What you have to do
Every record here needs to be duplicated exactly.

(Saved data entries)
━━━━━━━━

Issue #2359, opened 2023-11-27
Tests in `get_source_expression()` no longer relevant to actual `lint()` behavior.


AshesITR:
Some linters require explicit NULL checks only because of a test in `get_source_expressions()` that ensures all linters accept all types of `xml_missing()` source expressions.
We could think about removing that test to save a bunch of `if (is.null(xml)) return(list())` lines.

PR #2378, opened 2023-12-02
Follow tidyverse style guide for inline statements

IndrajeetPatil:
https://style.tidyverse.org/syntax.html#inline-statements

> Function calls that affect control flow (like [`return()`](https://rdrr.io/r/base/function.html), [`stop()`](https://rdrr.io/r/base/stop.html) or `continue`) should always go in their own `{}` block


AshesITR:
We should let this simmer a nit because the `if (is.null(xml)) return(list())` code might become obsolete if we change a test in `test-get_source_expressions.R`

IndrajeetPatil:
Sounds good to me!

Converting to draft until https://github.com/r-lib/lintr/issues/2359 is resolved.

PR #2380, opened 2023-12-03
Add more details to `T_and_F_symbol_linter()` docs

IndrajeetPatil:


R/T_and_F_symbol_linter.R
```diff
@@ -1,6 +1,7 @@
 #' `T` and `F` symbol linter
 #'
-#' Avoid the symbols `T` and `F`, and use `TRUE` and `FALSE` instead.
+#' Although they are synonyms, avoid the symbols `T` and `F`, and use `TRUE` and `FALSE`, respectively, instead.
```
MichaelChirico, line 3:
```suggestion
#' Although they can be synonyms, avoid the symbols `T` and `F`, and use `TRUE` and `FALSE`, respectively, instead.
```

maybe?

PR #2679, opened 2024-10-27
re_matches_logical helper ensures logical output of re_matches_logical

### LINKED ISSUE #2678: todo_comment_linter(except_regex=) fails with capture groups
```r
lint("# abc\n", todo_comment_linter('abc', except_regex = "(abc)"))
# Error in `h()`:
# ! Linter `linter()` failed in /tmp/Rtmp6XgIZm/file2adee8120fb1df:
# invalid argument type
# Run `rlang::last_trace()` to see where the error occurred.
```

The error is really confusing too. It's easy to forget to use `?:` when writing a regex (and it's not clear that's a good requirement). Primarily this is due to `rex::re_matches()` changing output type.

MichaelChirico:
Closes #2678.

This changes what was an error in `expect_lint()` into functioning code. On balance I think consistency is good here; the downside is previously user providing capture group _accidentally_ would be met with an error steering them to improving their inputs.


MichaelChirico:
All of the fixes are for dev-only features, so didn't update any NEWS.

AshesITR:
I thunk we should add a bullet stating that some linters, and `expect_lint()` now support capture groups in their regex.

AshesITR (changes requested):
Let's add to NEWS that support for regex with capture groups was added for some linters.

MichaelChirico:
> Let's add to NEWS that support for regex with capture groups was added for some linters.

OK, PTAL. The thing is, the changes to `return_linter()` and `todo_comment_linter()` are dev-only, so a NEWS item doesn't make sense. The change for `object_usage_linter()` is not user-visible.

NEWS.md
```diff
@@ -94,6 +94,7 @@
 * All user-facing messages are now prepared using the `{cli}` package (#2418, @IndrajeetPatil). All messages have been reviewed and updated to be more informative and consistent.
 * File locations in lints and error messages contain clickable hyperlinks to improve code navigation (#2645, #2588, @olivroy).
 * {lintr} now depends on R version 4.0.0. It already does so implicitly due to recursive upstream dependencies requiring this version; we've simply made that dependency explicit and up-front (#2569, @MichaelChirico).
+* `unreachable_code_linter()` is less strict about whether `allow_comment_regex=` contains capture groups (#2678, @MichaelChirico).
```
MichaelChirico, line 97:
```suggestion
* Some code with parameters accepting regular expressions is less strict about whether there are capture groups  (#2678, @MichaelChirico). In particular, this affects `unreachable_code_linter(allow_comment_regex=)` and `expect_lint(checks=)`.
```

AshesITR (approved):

━━━━━━━━

Exercise output
Issue #2359, opened 2023-11-27
Tests in `get_source_expression()` no longer relevant to actual `lint()` behavior.


AshesITR:
Some linters require explicit NULL checks only because of a test in `get_source_expressions()` that ensures all linters accept all types of `xml_missing()` source expressions.
We could think about removing that test to save a bunch of `if (is.null(xml)) return(list())` lines.

PR #2378, opened 2023-12-02
Follow tidyverse style guide for inline statements

IndrajeetPatil:
https://style.tidyverse.org/syntax.html#inline-statements

> Function calls that affect control flow (like [`return()`](https://rdrr.io/r/base/function.html), [`stop()`](https://rdrr.io/r/base/stop.html) or `continue`) should always go in their own `{}` block


AshesITR:
We should let this simmer a nit because the `if (is.null(xml)) return(list())` code might become obsolete if we change a test in `test-get_source_expressions.R`

IndrajeetPatil:
Sounds good to me!

Converting to draft until https://github.com/r-lib/lintr/issues/2359 is resolved.

PR #2380, opened 2023-12-03
Add more details to `T_and_F_symbol_linter()` docs

IndrajeetPatil:


R/T_and_F_symbol_linter.R
```diff
@@ -1,6 +1,7 @@
 #' `T` and `F` symbol linter
 #'
-#' Avoid the symbols `T` and `F`, and use `TRUE` and `FALSE` instead.
+#' Although they are synonyms, avoid the symbols `T` and `F`, and use `TRUE` and `FALSE`, respectively, instead.
```
MichaelChirico, line 3:
```suggestion
#' Although they can be synonyms, avoid the symbols `T` and `F`, and use `TRUE` and `FALSE`, respectively, instead.
```

maybe?

PR #2679, opened 2024-10-27
re_matches_logical helper ensures logical output of re_matches_logical

### LINKED ISSUE #2678: todo_comment_linter(except_regex=) fails with capture groups
```r
lint("# abc\n", todo_comment_linter('abc', except_regex = "(abc)"))
# Error in `h()`:
# ! Linter `linter()` failed in /tmp/Rtmp6XgIZm/file2adee8120fb1df:
# invalid argument type
# Run `rlang::last_trace()` to see where the error occurred.
```

The error is really confusing too. It's easy to forget to use `?:` when writing a regex (and it's not clear that's a good requirement). Primarily this is due to `rex::re_matches()` changing output type.

MichaelChirico:
Closes #2678.

This changes what was an error in `expect_lint()` into functioning code. On balance I think consistency is good here; the downside is previously user providing capture group _accidentally_ would be met with an error steering them to improving their inputs.


MichaelChirico:
All of the fixes are for dev-only features, so didn't update any NEWS.

AshesITR:
I thunk we should add a bullet stating that some linters, and `expect_lint()` now support capture groups in their regex.

AshesITR (changes requested):
Let's add to NEWS that support for regex with capture groups was added for some linters.

MichaelChirico:
> Let's add to NEWS that support for regex with capture groups was added for some linters.

OK, PTAL. The thing is, the changes to `return_linter()` and `todo_comment_linter()` are dev-only, so a NEWS item doesn't make sense. The change for `object_usage_linter()` is not user-visible.

NEWS.md
```diff
@@ -94,6 +94,7 @@
 * All user-facing messages are now prepared using the `{cli}` package (#2418, @IndrajeetPatil). All messages have been reviewed and updated to be more informative and consistent.
 * File locations in lints and error messages contain clickable hyperlinks to improve code navigation (#2645, #2588, @olivroy).
 * {lintr} now depends on R version 4.0.0. It already does so implicitly due to recursive upstream dependencies requiring this version; we've simply made that dependency explicit and up-front (#2569, @MichaelChirico).
+* `unreachable_code_linter()` is less strict about whether `allow_comment_regex=` contains capture groups (#2678, @MichaelChirico).
```
MichaelChirico, line 97:
```suggestion
* Some code with parameters accepting regular expressions is less strict about whether there are capture groups  (#2678, @MichaelChirico). In particular, this affects `unreachable_code_linter(allow_comment_regex=)` and `expect_lint(checks=)`.
```

AshesITR (approved):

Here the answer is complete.